Provided information:
--------------------------------------------------
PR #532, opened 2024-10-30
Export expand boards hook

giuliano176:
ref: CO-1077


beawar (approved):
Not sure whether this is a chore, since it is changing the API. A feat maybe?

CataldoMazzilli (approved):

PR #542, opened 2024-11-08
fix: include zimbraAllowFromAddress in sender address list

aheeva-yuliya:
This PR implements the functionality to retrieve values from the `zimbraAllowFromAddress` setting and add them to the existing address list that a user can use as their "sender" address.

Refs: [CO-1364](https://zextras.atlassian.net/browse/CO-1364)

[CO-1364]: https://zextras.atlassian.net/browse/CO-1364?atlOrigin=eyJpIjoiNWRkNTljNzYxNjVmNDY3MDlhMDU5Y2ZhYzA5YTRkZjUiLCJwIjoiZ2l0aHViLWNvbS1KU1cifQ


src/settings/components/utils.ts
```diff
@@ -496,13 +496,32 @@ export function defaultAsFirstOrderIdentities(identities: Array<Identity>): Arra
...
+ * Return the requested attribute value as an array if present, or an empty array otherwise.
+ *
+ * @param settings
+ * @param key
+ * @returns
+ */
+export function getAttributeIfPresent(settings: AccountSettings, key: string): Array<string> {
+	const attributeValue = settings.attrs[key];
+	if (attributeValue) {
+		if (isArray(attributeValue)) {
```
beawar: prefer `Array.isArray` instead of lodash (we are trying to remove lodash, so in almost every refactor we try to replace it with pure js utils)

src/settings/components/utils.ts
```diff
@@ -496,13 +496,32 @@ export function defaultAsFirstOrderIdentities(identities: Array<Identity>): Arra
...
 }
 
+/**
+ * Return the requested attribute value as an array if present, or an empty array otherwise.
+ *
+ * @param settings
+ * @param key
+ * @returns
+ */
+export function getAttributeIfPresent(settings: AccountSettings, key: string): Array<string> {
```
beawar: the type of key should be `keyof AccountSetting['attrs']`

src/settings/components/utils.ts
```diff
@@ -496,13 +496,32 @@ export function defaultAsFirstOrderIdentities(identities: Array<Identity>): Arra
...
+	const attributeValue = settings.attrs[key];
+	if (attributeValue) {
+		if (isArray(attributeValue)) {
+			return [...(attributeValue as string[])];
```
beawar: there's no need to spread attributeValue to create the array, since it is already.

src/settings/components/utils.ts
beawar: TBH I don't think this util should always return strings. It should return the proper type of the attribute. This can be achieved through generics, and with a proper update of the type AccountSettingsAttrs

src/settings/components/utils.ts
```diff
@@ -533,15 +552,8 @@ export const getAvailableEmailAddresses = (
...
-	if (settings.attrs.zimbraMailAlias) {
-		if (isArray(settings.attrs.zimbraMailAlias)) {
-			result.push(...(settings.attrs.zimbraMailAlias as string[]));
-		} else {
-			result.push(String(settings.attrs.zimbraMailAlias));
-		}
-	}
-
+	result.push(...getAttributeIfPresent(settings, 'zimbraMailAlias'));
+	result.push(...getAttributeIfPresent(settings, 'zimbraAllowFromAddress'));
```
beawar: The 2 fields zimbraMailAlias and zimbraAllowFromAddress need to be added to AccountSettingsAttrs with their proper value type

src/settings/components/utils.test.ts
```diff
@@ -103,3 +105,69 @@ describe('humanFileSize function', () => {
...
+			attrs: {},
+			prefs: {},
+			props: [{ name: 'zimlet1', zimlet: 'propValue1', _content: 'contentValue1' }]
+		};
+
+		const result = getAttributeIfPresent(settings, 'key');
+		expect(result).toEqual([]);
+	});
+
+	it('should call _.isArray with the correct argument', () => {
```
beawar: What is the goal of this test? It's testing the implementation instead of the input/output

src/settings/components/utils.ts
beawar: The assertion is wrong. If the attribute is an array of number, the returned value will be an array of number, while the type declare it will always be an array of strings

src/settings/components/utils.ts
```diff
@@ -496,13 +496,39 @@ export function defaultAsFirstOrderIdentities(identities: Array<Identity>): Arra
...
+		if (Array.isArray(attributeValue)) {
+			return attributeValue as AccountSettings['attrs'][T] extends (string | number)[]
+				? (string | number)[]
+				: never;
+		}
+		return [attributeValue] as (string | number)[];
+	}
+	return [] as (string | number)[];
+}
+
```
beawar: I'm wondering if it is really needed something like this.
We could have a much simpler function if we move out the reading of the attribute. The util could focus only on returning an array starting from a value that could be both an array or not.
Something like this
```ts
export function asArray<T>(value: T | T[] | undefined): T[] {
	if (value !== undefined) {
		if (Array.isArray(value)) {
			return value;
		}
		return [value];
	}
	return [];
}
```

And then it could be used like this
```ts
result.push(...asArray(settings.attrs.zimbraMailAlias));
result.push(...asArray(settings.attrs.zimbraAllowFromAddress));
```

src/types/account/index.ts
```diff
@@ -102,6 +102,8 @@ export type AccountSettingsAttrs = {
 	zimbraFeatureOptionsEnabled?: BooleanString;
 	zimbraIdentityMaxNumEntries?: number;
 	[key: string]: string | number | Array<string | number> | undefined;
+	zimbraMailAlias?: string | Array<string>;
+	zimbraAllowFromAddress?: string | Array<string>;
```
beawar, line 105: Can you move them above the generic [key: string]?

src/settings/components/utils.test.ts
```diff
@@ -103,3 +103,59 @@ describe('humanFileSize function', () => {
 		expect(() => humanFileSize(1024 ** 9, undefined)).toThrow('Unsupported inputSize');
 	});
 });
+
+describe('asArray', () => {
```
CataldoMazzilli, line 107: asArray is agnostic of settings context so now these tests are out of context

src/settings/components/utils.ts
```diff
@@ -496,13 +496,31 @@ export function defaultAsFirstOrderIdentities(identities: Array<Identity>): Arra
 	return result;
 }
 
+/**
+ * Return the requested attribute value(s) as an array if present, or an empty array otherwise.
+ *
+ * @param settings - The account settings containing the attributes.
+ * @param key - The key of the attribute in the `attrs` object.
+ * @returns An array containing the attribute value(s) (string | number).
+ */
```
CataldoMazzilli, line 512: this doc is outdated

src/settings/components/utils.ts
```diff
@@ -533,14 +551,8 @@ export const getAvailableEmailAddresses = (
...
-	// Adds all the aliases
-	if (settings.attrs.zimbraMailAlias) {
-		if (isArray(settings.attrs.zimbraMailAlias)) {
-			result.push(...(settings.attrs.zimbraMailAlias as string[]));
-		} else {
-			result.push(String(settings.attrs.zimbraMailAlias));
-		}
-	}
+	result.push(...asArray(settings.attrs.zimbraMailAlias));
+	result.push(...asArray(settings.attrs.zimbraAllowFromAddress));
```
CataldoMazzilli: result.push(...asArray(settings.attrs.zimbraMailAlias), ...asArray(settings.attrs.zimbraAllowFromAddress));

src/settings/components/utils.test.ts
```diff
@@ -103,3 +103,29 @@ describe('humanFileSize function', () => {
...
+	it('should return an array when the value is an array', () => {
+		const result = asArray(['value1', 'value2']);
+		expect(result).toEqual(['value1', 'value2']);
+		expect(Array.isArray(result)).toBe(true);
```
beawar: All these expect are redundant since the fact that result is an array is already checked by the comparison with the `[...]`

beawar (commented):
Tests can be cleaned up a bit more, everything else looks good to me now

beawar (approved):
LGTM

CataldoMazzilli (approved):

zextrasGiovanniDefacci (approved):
--------------------------------------------------
Goal of the exercise:
Count the lines in these records that hold the string "always". Only the number is wanted.

Exercise response:
2